I am going to say that again. Everybody. Yells. That mom in playgroup who bakes kale carrot muffins and says things like, "Sweetie, please put on your listening ears and stop throwing sand at your brother"? She yells. The lady who teaches baby yoga at the park district and always smells like essential oils? Or pot. You can bet your Merlot that when dinnertime rolls around and she has cooked four different meals only to be given a look of disgust and told, "I don't want that,” her inner zen goes the ways of Kim Kardashian's judgement. That woman coming out of Whole Foods with her matching diaper bag and car seat cover? There are days and nights when she can give the Dance Moms a run for their money. While wearing sweat pants. How about your son's preschool teacher who seems to have the mood of a chronic opiate user? Come on, you think she can keep up that enthusiasm and patience with her own kids after dealing with yours four two and a half hours? Nope.

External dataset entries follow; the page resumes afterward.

PR #869, opened 2015-10-06
Support ending single pool

Suor:
Done with `pg.end(connString)`.

This is a draft pull request. Tell me what you think about API and/or code. Also it looks like to test this I'll need to add some sink magic to `ending-pool-tests.js`, I don't however have more than 1 config.

### DIFF
--- a/lib/index.js
+++ b/lib/index.js
@@ -17,27 +17,37 @@ var PG = function(clientConstructor) {
 
 util.inherits(PG, EventEmitter);
 
-PG.prototype.end = function() {
+PG.prototype.end = function(config) {
   var self = this;
-  var keys = Object.keys(self.pools.all);
-  var count = keys.length;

Before you get all, "enjoy every moment, maybe you should take antidepressants" on me, let me clarify: I am not saying that yelling at your kids is good. I am saying that we are all human and patience is a limited resource, and if it is not constant and the interim is filled with hugs and encouragement and art projects and snuggles your kids probably won't end up on the Dr. Phil Show. He only picks the serious loonies. Sure, you shouldn't have told your son to get back in his damn bed at ten o'clock last night, and you probably did over react to that spill and it would have been better to ignore it when your teenager gave you that look AGAIN instead of flipping your shit. These are not graceful, attractive, Facebook worthy moments. They are human moments. They are not moments that define you as a mom, or as a person. They don't make you a bad mom. You are a good mom, albeit a human one. Listen, kids are beautiful wonderful blessings and we are so lucky to have them, but they know how to annoy the living shit out of us. I think they might take a class on it in the womb. Sometimes you are going to lose your cool, overreact, and not have one shred of patience left by bedtime. That's okay, me too. Any mom that tells your she never ever yells is either a pathological liar or heavily medicated. So what should you do when you go all Abby Lee Miller on your kid for a minor infraction? When everyone calms down give them a hug, explain that even moms have bad days, pour yourself a glass of whine and move on. Make sure little Caillou understands that he didn’t make a good choice, though, okay?At the end of the day, your son won't remember that you yelled at him. He will remember that you checked under his bed for monsters and snuggled with him. Your daughter won't remember that you yelled. She will remember that you commiserated with her about the mean girls on the playground. Your children won't remember the yelling; they will remember the nights you stayed up with them when they were sick, the hours you spent researching the right school, the crafts you did, the adventures you planned, the time you bought that lego set instead of that pair of boots you needed, and the fact that you were there. I hope that in the midst of blaming ourselves, lying awake at night thinking about how we could have said it, done it or reacted to it differently, and constantly trying to do better, that we can remember those things, too.